## Task requirements
Where the records below reach the line containing "use crate::entity_store;", start transcribing, and end with the line containing "-115,7 +118,7 @@", exactly and with nothing else added.

## Material to process
★ ★ ★ ★

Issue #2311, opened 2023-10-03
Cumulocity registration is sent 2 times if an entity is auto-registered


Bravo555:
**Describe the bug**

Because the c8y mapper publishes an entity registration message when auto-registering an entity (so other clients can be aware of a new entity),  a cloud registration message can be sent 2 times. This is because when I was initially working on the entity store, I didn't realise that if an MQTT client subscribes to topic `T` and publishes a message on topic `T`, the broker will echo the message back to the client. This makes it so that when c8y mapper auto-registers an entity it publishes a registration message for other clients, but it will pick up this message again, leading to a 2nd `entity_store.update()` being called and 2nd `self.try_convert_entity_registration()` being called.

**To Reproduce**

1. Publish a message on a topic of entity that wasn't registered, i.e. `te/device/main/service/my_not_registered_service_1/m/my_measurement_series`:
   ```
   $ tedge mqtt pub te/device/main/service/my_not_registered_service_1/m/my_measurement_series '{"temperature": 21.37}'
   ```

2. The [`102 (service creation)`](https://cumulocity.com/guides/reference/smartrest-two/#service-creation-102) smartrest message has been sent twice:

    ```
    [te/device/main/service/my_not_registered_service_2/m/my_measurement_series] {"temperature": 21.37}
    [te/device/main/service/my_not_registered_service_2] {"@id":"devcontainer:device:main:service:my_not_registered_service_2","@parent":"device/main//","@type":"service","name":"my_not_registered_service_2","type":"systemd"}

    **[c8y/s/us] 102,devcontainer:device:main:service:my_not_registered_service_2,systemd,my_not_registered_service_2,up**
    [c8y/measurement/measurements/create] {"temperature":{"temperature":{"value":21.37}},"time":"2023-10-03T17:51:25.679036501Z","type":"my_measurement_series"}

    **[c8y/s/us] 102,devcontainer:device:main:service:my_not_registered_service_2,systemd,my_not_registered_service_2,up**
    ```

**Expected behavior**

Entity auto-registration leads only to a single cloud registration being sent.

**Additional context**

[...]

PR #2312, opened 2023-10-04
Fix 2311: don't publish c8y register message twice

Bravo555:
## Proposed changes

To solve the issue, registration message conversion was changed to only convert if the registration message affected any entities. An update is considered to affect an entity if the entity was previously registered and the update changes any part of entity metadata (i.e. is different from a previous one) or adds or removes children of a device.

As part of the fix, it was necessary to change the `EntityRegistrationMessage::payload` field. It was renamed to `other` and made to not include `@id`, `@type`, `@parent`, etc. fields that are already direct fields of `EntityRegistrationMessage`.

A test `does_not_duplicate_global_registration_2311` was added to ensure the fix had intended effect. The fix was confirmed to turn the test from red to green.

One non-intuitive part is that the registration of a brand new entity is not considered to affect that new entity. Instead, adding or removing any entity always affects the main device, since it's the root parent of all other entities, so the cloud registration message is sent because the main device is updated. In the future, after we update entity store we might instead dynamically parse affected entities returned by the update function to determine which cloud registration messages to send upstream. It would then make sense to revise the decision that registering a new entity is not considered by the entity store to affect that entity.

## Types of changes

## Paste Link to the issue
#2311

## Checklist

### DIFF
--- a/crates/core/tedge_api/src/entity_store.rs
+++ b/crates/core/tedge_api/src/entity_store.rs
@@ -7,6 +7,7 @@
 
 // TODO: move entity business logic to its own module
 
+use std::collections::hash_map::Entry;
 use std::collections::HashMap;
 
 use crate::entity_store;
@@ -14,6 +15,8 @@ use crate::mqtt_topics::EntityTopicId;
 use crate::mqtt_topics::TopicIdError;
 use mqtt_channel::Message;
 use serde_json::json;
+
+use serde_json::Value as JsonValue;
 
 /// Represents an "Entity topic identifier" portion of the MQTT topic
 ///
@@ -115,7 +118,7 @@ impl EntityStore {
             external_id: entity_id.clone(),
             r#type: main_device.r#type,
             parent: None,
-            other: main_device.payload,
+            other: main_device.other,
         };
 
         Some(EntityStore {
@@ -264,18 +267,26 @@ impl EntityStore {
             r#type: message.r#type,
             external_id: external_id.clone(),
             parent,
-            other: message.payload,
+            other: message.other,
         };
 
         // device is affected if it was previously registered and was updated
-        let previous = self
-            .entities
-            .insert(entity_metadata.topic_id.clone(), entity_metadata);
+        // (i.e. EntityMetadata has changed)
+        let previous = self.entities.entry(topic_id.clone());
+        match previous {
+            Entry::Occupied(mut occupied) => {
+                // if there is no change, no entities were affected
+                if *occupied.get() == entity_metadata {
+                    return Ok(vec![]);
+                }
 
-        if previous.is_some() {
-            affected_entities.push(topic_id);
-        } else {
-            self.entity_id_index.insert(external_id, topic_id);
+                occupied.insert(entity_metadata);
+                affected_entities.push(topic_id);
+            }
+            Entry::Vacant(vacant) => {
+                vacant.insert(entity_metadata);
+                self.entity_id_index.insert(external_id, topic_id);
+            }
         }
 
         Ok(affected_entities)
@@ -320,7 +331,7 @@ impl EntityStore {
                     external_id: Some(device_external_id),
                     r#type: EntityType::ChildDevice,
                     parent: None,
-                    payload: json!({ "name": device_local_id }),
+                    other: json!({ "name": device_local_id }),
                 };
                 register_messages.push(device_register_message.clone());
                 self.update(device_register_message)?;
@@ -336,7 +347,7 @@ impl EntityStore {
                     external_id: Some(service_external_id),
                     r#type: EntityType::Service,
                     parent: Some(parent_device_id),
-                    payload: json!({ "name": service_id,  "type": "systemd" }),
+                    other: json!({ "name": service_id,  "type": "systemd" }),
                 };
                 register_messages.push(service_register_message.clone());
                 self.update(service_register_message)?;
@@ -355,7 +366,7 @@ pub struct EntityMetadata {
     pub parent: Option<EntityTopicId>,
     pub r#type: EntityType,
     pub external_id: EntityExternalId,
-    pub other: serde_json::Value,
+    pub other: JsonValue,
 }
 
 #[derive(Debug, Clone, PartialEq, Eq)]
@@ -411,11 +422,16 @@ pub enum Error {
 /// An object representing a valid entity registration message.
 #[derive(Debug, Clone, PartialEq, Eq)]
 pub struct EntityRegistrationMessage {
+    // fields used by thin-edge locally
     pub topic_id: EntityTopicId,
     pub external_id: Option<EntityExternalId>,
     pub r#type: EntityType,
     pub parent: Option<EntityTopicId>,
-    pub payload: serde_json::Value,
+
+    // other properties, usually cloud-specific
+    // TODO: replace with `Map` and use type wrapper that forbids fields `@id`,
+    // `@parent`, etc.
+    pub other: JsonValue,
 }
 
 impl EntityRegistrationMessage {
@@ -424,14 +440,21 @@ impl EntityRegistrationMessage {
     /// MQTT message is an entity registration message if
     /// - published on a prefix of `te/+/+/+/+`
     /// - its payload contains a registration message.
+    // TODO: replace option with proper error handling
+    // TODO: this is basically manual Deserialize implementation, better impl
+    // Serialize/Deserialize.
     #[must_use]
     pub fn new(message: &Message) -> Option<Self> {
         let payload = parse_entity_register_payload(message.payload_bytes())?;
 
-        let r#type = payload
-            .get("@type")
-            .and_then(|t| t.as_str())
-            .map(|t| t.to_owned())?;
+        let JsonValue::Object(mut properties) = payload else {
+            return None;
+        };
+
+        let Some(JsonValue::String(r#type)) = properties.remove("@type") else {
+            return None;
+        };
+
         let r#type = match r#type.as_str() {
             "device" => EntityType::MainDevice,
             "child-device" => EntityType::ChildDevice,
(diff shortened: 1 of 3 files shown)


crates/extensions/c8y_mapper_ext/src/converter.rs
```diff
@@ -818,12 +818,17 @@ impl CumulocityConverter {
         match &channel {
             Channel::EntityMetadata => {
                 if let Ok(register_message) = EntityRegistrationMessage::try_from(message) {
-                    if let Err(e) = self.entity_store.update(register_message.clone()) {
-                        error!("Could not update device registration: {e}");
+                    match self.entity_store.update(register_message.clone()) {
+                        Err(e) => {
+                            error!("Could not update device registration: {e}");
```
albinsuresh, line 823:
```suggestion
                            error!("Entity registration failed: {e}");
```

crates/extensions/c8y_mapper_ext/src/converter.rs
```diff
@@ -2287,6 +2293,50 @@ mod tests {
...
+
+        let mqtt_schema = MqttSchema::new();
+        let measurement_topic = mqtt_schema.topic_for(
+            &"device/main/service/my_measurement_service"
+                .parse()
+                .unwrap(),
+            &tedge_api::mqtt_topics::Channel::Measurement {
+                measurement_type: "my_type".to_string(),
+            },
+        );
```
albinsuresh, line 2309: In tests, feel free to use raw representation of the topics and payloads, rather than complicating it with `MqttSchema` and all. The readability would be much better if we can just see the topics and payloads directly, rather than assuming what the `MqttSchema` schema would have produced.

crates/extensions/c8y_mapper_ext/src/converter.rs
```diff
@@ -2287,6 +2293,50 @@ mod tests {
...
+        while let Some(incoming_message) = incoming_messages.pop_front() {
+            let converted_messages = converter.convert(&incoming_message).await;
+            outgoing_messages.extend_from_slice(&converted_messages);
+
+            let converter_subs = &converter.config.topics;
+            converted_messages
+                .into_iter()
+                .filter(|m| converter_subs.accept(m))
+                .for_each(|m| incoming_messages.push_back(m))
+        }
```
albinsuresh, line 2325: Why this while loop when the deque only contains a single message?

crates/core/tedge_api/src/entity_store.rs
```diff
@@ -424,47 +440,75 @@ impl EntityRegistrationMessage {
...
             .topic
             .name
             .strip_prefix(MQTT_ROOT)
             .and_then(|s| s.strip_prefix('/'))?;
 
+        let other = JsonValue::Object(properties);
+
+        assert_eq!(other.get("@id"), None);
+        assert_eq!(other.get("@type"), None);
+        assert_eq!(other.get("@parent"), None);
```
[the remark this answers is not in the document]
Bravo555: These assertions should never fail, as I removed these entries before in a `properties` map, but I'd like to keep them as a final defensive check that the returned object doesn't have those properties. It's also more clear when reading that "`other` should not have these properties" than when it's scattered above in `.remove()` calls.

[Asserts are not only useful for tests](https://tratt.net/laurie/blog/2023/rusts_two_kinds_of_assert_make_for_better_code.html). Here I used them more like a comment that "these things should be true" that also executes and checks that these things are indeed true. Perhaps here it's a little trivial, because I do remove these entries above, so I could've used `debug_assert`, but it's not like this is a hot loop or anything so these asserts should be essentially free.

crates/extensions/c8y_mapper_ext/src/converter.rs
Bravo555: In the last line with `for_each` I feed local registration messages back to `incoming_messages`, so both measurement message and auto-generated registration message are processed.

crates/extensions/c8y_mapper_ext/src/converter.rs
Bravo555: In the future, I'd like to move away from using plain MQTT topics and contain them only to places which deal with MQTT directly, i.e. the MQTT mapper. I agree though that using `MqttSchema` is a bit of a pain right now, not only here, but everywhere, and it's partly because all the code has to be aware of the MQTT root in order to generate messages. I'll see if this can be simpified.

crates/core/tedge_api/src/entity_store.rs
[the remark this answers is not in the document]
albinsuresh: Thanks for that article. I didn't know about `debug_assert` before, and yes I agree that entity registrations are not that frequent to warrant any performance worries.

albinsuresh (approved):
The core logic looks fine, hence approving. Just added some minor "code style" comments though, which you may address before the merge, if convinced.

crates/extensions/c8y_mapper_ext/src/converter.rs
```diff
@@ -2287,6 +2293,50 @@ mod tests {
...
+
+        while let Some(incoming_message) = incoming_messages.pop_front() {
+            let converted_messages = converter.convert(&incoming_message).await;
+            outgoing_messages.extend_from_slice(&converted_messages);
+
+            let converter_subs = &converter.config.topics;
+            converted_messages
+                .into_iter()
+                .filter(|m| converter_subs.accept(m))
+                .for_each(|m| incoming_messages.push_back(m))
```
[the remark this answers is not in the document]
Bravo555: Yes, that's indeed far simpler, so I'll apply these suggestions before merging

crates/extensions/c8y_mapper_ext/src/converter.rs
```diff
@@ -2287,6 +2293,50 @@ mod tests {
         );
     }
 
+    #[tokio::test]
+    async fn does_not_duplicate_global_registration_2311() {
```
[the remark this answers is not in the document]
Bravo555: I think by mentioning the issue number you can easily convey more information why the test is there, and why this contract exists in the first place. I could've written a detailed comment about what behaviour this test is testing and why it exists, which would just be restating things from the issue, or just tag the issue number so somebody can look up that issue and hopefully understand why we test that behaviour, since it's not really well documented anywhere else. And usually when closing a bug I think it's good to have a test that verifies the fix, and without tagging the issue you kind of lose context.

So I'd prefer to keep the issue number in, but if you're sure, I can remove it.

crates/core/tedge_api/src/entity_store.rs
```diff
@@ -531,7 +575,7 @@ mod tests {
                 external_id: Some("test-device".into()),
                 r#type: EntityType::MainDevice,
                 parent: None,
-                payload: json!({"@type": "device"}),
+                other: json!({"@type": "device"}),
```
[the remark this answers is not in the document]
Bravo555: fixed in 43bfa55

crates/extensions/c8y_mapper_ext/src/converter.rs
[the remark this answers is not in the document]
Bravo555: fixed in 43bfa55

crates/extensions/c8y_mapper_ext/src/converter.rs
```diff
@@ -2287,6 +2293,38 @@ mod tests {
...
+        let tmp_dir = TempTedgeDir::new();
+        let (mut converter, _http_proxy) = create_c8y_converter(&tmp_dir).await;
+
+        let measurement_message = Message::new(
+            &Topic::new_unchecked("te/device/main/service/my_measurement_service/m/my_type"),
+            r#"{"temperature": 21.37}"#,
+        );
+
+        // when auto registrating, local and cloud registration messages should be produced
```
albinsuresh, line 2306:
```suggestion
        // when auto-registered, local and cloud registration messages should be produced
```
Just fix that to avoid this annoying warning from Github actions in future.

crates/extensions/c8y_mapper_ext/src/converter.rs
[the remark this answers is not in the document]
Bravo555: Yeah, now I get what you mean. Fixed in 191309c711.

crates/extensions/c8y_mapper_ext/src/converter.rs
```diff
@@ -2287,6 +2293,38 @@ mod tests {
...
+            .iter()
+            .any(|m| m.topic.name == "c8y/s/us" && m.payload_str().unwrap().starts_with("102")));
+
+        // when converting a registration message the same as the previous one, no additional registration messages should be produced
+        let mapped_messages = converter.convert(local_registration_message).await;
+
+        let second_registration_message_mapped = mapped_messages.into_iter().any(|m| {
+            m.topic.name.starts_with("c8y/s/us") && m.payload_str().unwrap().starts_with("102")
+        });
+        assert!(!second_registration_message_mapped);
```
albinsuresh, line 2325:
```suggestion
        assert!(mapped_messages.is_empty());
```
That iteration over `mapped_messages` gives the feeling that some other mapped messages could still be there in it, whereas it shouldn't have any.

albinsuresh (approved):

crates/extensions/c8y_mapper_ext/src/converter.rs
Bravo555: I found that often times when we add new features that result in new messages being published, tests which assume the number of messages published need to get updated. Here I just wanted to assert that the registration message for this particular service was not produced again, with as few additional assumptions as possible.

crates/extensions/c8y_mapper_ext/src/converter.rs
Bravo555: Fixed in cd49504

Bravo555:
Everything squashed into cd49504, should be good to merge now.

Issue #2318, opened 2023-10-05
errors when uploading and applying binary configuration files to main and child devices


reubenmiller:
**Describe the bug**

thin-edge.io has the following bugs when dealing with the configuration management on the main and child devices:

★ ★ ★ ★

## Output for this exercise
 use crate::entity_store;
@@ -14,6 +15,8 @@ use crate::mqtt_topics::EntityTopicId;
 use crate::mqtt_topics::TopicIdError;
 use mqtt_channel::Message;
 use serde_json::json;
+
+use serde_json::Value as JsonValue;
 
 /// Represents an "Entity topic identifier" portion of the MQTT topic
 ///
@@ -115,7 +118,7 @@ impl EntityStore {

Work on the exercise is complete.